Sheets, who also served as undersecretary of the Treasury for international affairs under former President Barack Obama, added that the potential economic pros of further stimulus appear to outweigh the potential risks.

“The job market remains stuck in a deep hole,” he wrote. “Getting those 10 million jobs back will require sustained economic growth, especially considering that about half of the job losses correspond to people who have left the workforce.”

Many Republicans questioned the need to send more aid in addition to the money needed to speed up Covid-19’s vaccination effort and strengthen the health care system.

On Wednesday, the minority leader in the House, Kevin McCarthy, R-Calif., Characterized much of the spending as “waste or a progressive wish list.”

A group of the most centrist Republicans in the Senate previously offered Biden a $ 600 billion plan that included vaccine distribution funds, smaller direct payments to fewer people than Democrats sought and an unemployment supplement that expired earlier than his colleagues. desired.
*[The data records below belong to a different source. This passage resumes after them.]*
Issue #37, opened 2013-06-17
Enable visualization of custom iteration statistics


sscdotopen:
The Nephele visualizer should be able to display custom iteration statistics such as the rate of convergence e.g.

PR #38, opened 2013-06-17
#37 Enable visualization of custom iteration statistics

sscdotopen:


StephanEwen:
This is unfortunately outdated code for the SWT visualization that was used during the SIGMOD demo. It needs quite a bit of reworking and merging. Since we are pushing for the browser-based visualization at the moment, this code will become obsolete anyways in a bit.

StephanEwen:
The SWT visualization was removed to to licence issues: LGPL conflicts with the ASL 2. So we need to come up with a new way of doing this.

PR #41, opened 2013-06-22
Updated Maven artifacts version to 0.2-ozone.

### LINKED ISSUE #27: Change Maven Artifact Names
Currently, ozone uses the same artifact names as Stratosphere 0.2. That means it is not possible to work with both in parallel (as in code migration, cross testing, ...)

Ozone should have new artifact names and a new Version. I propose Version 0.5 (some leap from 0.2)

aalexandrov:
Allows deploying Ozone to a local repository next to a vanilla Stratosphere distribution. Closes #27.


StephanEwen:
Merged in 35ff4dcd2ed84aa8711e4d3fea1caae622428457

PR #42, opened 2013-07-01
Make stratosphere work on Windows/cygwin

aljoscha:
Also fix WebInterfaceServer.java to properly check whether path
is absolute on Windows.

Also, default directory entries in nephele-user.xml and pact-user.xml
are now commented out because java code will load proper default.


StephanEwen:
Can you please update the code to the latest HEAD? There are two issues:

1) The pull request to split the libs directory into lib (for core libs) and lib_client requires to mangle the client part of the classpath as well in the relevant scripts (webfrontent, pact-client).

2) Not all windows setups are cygwin (I know that Daniel has been running stratosphere on bare windows, I think with gnuwin utils or so). Please check for a cygwin env variable, or the presence of the cygpath command when mangeling paths.

aljoscha:
I rebased to the latest HEAD and also fixed the Plain Windows vs. Cygwin thing.

Where is the pull request to split the libs directory? Or was this already merged?

StephanEwen:
That one is already merged. You should find the references to the client directory in the client shell script files.

aljoscha:
Ok, I fixed the issue with lib_client as well.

The president said he would rather approve the broad package with only Democratic votes than spend weeks negotiating a smaller project with the Republican Party.

Cliff and minimum wage benefits

Democrats were eyeing the March 14 deadline, when about 19 million Americans receiving unemployment insurance would lose $ 300 a week. Many unemployed individuals would lose insurance if two programs to expand eligibility and increase the number of benefit weeks expire the following month.

Congress let similar clauses expire last summer and did not renew them until December, contributing to millions of people falling into poverty and seeking food aid.

The pressure to pass the legislation ran into problems on Thursday night. Senate congresswoman Elizabeth MacDonough decided that lawmakers could not include a minimum wage of $ 15 an hour in the budget reconciliation proposal.

Democrats have included a clause in their bill to gradually raise the federal pay floor to $ 15 by 2025. The House did not withdraw it from the law after the legislator’s decision, as House Speaker Nancy Pelosi said the House Democrats “believe that raising the minimum wage is necessary.”

The United States last raised the minimum wage to $ 7.25 an hour in 2009.

Maintaining the salary increase in the bill means that the Senate is likely to pass legislation different from what the House does. The representatives would then have to meet again to pass a bill a second time, probably in March.